• **Problem to work on**:
Would you repeat every line of the material exactly?

• **Supplied records**:
PR #9535, opened 2026-06-30
Feat/sail zkvm integration

alexanderlhicks:
@dhsorens @pirapira 
There has been some overlap/parallel work it seems, so I;m flagging this for visibility and expect this PR will need some changes to conform with your work (or else, that work will have to be deprecated in favour of this pr).


pirapira:
@dhsorens your call.

pirapira (dismissed):
Please also copy over the LICENSE from the sail-riscv. Maybe under `vendor/sail-riscv-zkvm-lean`.

alexanderlhicks:
Coming back to this PR. Also realised a few commits hadn't been pushed (some proofs) so these are up, now.

pirapira:
This has advantage. Merging when the CI passes.

PR #9539, opened 2026-06-30
chore(bench): two-axis dynamic-cost harness for evm_div/evm_mod

alexanderlhicks:
## What

Adds `bench/DivBench.lean` — a **two-axis dynamic-cost harness** for the verified
256-bit `evm_div` / `evm_mod` subroutines. It runs the verified
`EvmAsm.Rv64.step` semantics on concrete inputs and reports, per divisor class:

- **`steps`** — dynamic instruction (cycle) count — the primary zkVM proving-cost driver
- **`loads` / `stores` / `memOps`** — memory traffic (paging proxy)
- **`dwords`** — distinct 8-byte cells touched (working-set size)
- **`pages`** — distinct 1 KiB data pages touched
- **`correct`** — result checked against `EvmWord.div a b`

It lives **outside `EvmAsm/`**, so it is not pulled into the build/CI graph
(`check-unimported.sh` is unaffected). Run on demand:

```
lake build EvmAsm.Evm64.DivMod.Program EvmAsm.Rv64.Execution EvmAsm.Evm64.Basic
lake env lean bench/DivBench.lean
```

## Why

• **Output of the task**:
PR #9535, opened 2026-06-30
Feat/sail zkvm integration

alexanderlhicks:
@dhsorens @pirapira 
There has been some overlap/parallel work it seems, so I;m flagging this for visibility and expect this PR will need some changes to conform with your work (or else, that work will have to be deprecated in favour of this pr).


pirapira:
@dhsorens your call.

pirapira (dismissed):
Please also copy over the LICENSE from the sail-riscv. Maybe under `vendor/sail-riscv-zkvm-lean`.

alexanderlhicks:
Coming back to this PR. Also realised a few commits hadn't been pushed (some proofs) so these are up, now.

pirapira:
This has advantage. Merging when the CI passes.

PR #9539, opened 2026-06-30
chore(bench): two-axis dynamic-cost harness for evm_div/evm_mod

alexanderlhicks:
## What

Adds `bench/DivBench.lean` — a **two-axis dynamic-cost harness** for the verified
256-bit `evm_div` / `evm_mod` subroutines. It runs the verified
`EvmAsm.Rv64.step` semantics on concrete inputs and reports, per divisor class:

- **`steps`** — dynamic instruction (cycle) count — the primary zkVM proving-cost driver
- **`loads` / `stores` / `memOps`** — memory traffic (paging proxy)
- **`dwords`** — distinct 8-byte cells touched (working-set size)
- **`pages`** — distinct 1 KiB data pages touched
- **`correct`** — result checked against `EvmWord.div a b`

It lives **outside `EvmAsm/`**, so it is not pulled into the build/CI graph
(`check-unimported.sh` is unaffected). Run on demand:

```
lake build EvmAsm.Evm64.DivMod.Program EvmAsm.Rv64.Execution EvmAsm.Evm64.Basic
lake env lean bench/DivBench.lean
```

## Why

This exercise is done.